Photocatalytic nonoxidative coupling of methane to ethylene over carbon-doped ZnO/Au catalysts

A study on the photocatalytic nonoxidative coupling of methane to ethylene over carbon-doped ZnO/Au catalysts was published by Prof. Wei Xiao (College of Chemistry and Molecular Sciences, Wuhan University) and Dr. Yuhao Peng (College of Chemistry and Molecular Sciences, Wuhan University).

A photocatalytic conversion of methane to multi-carbon compounds remains a huge challenge due to its high dissociation energy of C−H bonds and sluggish charge carrier dynamics. Au-modified carbon-doped ZnO (C-ZnO/Au) photocatalyst is constructed by an interfacial modification-assisted self-assembly approach for photocatalytic conversion of methane.

Benefitting from the presence of C-ZnO/Au interfaces, the catalyst not only reduces the excitonic binding energy to improve the photogenerated charge carrier separation but also enhances the stability of lattice oxygen to suppress C₂H₄ overoxidation.

Moreover, this hybrid catalyst also accelerates the generation of Zn⁺–O^– pairs to activate C−H bonds, stabilizes the reaction intermediate (*OCH₃) to achieve the C−C coupling, and promotes the generation of low valence Zn to accelerate the dehydrogenation of the *OC₂H₅ into C₂H₄.

Therefore, a stable photocatalytic methane conversion performance can be achieved over C-ZnO/Au with a stoichiometric generation of ethylene and hydrogen.

"Due to the high dissociation energy of methane and the complex surface structure of catalysts, it is of great significance to correlate the structure of the active center with its reactivities. The structure of the C-ZnO/Au is resolved by density functional theory calculation, and the mechanism of highly selective conversion of methane to ethylene is revealed by in situ characterization," Xiao says.
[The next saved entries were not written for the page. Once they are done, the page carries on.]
PR #2630, opened 2026-08-18
Compute every trainer's arguments through one function

fzyzcjy:
Part of #1837

### DIFF
--- a/miles/backends/megatron_utils/megatron_config.py
+++ b/miles/backends/megatron_utils/megatron_config.py
@@ -1,7 +1,9 @@
 import argparse
+import copy
 import logging
 import os
 import re
+from argparse import Namespace
 from typing import Any, Literal
 
 import pydantic
@@ -162,7 +164,23 @@ def _compute_trainers(args) -> list[MegatronTrainerConfig]:
         trainers = [MegatronTrainerConfig.resolve(raw=t) for t in raw.trainers]
         assert trainers, "--megatron-config must declare at least one trainer"
 
+    if getattr(args, "use_critic", False) and not any(trainer.role == CRITIC_ROLE for trainer in trainers):
+        assert (
+            len({trainer.model_id for trainer in trainers}) == 1
+        ), "training several policy models does not support --use-critic"
+        trainers = [*trainers, _compute_critic_trainer(policy=trainers[0])]
+
     return trainers
+
+
+def _compute_critic_trainer(*, policy: MegatronTrainerConfig) -> MegatronTrainerConfig:
+    model_id = policy.model_id
+    return MegatronTrainerConfig(
+        trainer_id=CRITIC_ROLE if model_id is None else f"{model_id}-{CRITIC_ROLE}",
+        model_id=model_id,
+        role=CRITIC_ROLE,
+        overrides=dict(policy.overrides),
+    )
 
 
 def _resolve_raw_megatron_config(value: str | None) -> "_RawMegatronConfig | None":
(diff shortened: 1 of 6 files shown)


miles/backends/megatron_utils/megatron_config.py
```diff
@@ -181,6 +199,22 @@ def _assert_no_declared_critic(raw: "_RawMegatronConfig") -> None:
...
+
+def compute_trainer_args(args: Namespace, trainer: MegatronTrainerConfig) -> Namespace:
+    ans = copy.deepcopy(args)
+
+    for key, value in trainer.overrides.items():
+        assert hasattr(ans, key), (
+            f"--megatron-config trainer {trainer.trainer_id!r} overrides {key!r}, which this run's argument "
+            f"parser does not know"
+        )
+        setattr(ans, key, value)
```
fzyzcjy, line 295: [P1] Recompute dependent trainer arguments after overlays

When a permitted overlay changes an input with parse-time dependents, this loop replaces only the source value after Miles and Megatron derivation and validation have run. For example, a `vocab_size` override leaves `padded_vocab_size` tied to the base model even though `model_provider` sizes embeddings from it, while TP/PP overrides leave `data_parallel_size` and VPP tied to the base topology. Recompute and validate dependent fields from the effective namespace, or reject unsupported overrides, per `.claude/rules/general-code-style.md:22-28`.

miles/ray/placement_group.py
```diff
@@ -137,7 +137,7 @@ async def create_training_models(
     capability = get_backend_capability(args)
 
     actor_model = create_trainer_controller_handle(capability=capability, role="actor")
-    actor_start_rollout_ids = await actor_model.init(args)
+    actor_start_rollout_ids = await actor_model.init(compute_actor_args(args))
```
fzyzcjy, line 140: [P1] Give rollout preprocessing the effective trainer arguments

When a config overrides an option also consumed during rollout preprocessing—such as `global_batch_size`, dynamic-batch settings, or `advantage_estimator`—only the actor controller receives the effective namespace here. `RolloutExecutor` still trims, normalizes rewards, and builds the DP/microbatch schedule with base `self.args`, so it can schedule the old step size or normalize for the wrong algorithm. Register each trainer's effective arguments with the rollout side, or reject these overrides; `.claude/rules/general-code-style.md:22-28` requires one coherent override point.

miles/backends/megatron_utils/megatron_config.py
```diff
@@ -162,9 +164,25 @@ def _compute_trainers(args) -> list[MegatronTrainerConfig]:
         trainers = [MegatronTrainerConfig.resolve(raw=t) for t in raw.trainers]
         assert trainers, "--megatron-config must declare at least one trainer"
 
+    if getattr(args, "use_critic", False) and not any(trainer.role == CRITIC_ROLE for trainer in trainers):
```
fzyzcjy, line 243: [P2] Reject PPO overlays when no critic is provisioned

When the base estimator is non-PPO but a permitted overlay sets `advantage_estimator: ppo`, this condition reads base `use_critic=False`, so it creates no critic and the overlaid actor retains the stale false flag. Its first batch nevertheless enters PPO and calls `get_advantages_and_returns_batch` with `values=None`, failing at `len(values_list)`. Reject this overlay or derive both the flag and trainer set from the effective estimator, as required by `.claude/rules/general-code-style.md:22-28`.

fzyzcjy (commented):
The patch leaves effective trainer arguments internally inconsistent and out of sync with rollout and critic orchestration for explicitly allowed overrides. These defects remain at safe deliver f5a18edf2aa9fade59d0cff05d865c310fd52e7a, so they are blockers rather than transient chain issues.

PR #2631, opened 2026-08-18
Absorb the critic argument overrides into the trainer config

fzyzcjy:
Part of #1837


fzyzcjy (commented):
The critic checkpoint, schedule, and neutralization overrides preserve the effective initialization behavior while moving it into the trainer configuration. No correctness regression persists at the target safe deliver.

PR #2632, opened 2026-08-18
Support several policy models in compute_trainer_args

fzyzcjy:
Part of #1837

### DIFF
--- a/miles/backends/megatron_utils/megatron_config.py
+++ b/miles/backends/megatron_utils/megatron_config.py
@@ -4,6 +4,7 @@ import logging
 import os
 import re
 from argparse import Namespace
+from pathlib import Path
 from typing import Any, Literal
 
 import pydantic
@@ -22,6 +23,7 @@ ACTOR_ROLE = "actor"
 CRITIC_ROLE = "critic"
 DEFAULT_MODEL_ROLE = ACTOR_ROLE
 TrainerRole = Literal["actor", "critic"]
+TRAINER_CHECKPOINT_DIRNAME = "trainers"
 MODEL_ID_PATTERN = re.compile(r"\A[a-z0-9]([a-z0-9-]*[a-z0-9])?\Z")
 
 PER_POLICY_ARGS: frozenset[str] = frozenset(
@@ -215,7 +217,9 @@ def _assert_no_declared_critic(raw: "_RawMegatronConfig") -> None:
 
 
 def compute_trainer_args(args: Namespace, trainer: MegatronTrainerConfig) -> Namespace:
+    megatron_config = resolve_megatron_config(args)
     ans = copy.deepcopy(args)
+    ans.trainer_model_id = trainer.model_id if megatron_config.is_multi_policy else None
 
     for key, value in trainer.overrides.items():
         assert hasattr(ans, key), (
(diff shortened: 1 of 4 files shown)


miles/backends/megatron_utils/megatron_config.py
```diff
@@ -224,13 +227,35 @@ def compute_trainer_args(args: Namespace, trainer: MegatronTrainerConfig) -> Nam
         )
         setattr(ans, key, value)
 
+    _apply_critical_derived_overrides(ans, base=args, trainer=trainer)
+
+    if trainer.model_id is not None:
+        ans.save = _compute_trainer_checkpoint_dir(base_dir=ans.save, trainer_id=trainer.trainer_id)
+        ans.load = _compute_trainer_checkpoint_dir(base_dir=ans.load, trainer_id=trainer.trainer_id)
```
fzyzcjy: [P1] Preserve a root cursor for event-log rollback

When a `--megatron-config` run resumes after producing events beyond its last checkpoint, these lines put every model tracker at `<root>/trainers/<trainer_id>/latest_checkpointed_iteration.txt`, but `event_logger.checkpoint.snapshot()` still stores the rollback snapshot under `<root>/iter_N` and `restore()` reads `<root>/latest_checkpointed_iteration.txt`. No code writes that root tracker, including at the target deliver, so restore returns early and stale post-checkpoint events remain alongside replayed events, invalidating event-derived analysis and recovery state. Write a global cursor or restore against the trainer/global checkpoint state.

miles/backends/megatron_utils/megatron_config.py
```diff
@@ -224,13 +227,35 @@ def compute_trainer_args(args: Namespace, trainer: MegatronTrainerConfig) -> Nam
...
+        ans.save_hf = _compute_trainer_checkpoint_dir(base_dir=ans.save_hf, trainer_id=trainer.trainer_id)
```
fzyzcjy: [P1] Route snapshot eval to the namespaced HF export

When `--megatron-config` names a single trainer and snapshot evaluation reuses periodic `--save-hf` without `--eval-hf-dir`, the worker writes `.complete` under `<base.format(...)>/trainers/<trainer_id>` because of this rewrite, while `EvalDispatcher.dispatch()` probes the unchanged base `args.save_hf.format(...)`. The marker is therefore never found and every scheduled checkpoint evaluation is silently reported as `ckpt_missing`; pass the resolved trainer path to the dispatcher.

miles/backends/megatron_utils/megatron_config.py
```diff
@@ -224,13 +227,35 @@ def compute_trainer_args(args: Namespace, trainer: MegatronTrainerConfig) -> Nam
...
+    if args.megatron_config is not None:
+        resolve_args_checkpoint_load(ans)
+
     return ans
 
 
+def _apply_critical_derived_overrides(ans: Namespace, *, base: Namespace, trainer: MegatronTrainerConfig) -> None:
+    # TODO: most derived defaults are still computed from the base args; revisit after the arguments refactor
+    if "hf_checkpoint" in trainer.overrides and base.tokenizer_model == base.hf_checkpoint:
+        ans.tokenizer_model = ans.hf_checkpoint
```
fzyzcjy, line 340: [P2] Preserve explicit tokenizer choices equal to the base checkpoint

When the caller explicitly passes `--tokenizer-model` with exactly the same value as the base `--hf-checkpoint` to share that tokenizer across policies, this equality test mistakes the explicit choice for the parse-time default and rewrites it to each trainer's `hf_checkpoint`. A policy can then tokenize with an unintended vocabulary despite an explicit CLI setting; track whether the default was applied instead of inferring provenance from value equality.

fzyzcjy (commented):
The per-trainer path rewrites are not propagated to existing global checkpoint consumers, breaking snapshot evaluation and event-log rollback for configuration-backed runs. The tokenizer default detection also overwrites a valid explicit choice.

A few implications thus emerge for designing photocatalysts for methane conversion: 1) improving the photogenerated charge carrier separation efficiency of catalyst to promote methane conversion; 2) promoting electron transfer to the antibonding orbitals of C−H bond to accelerate methane activation; 3) stabilizing the reaction intermediate to enhance the C−C coupling.

The study is published in the journal Science China Chemistry.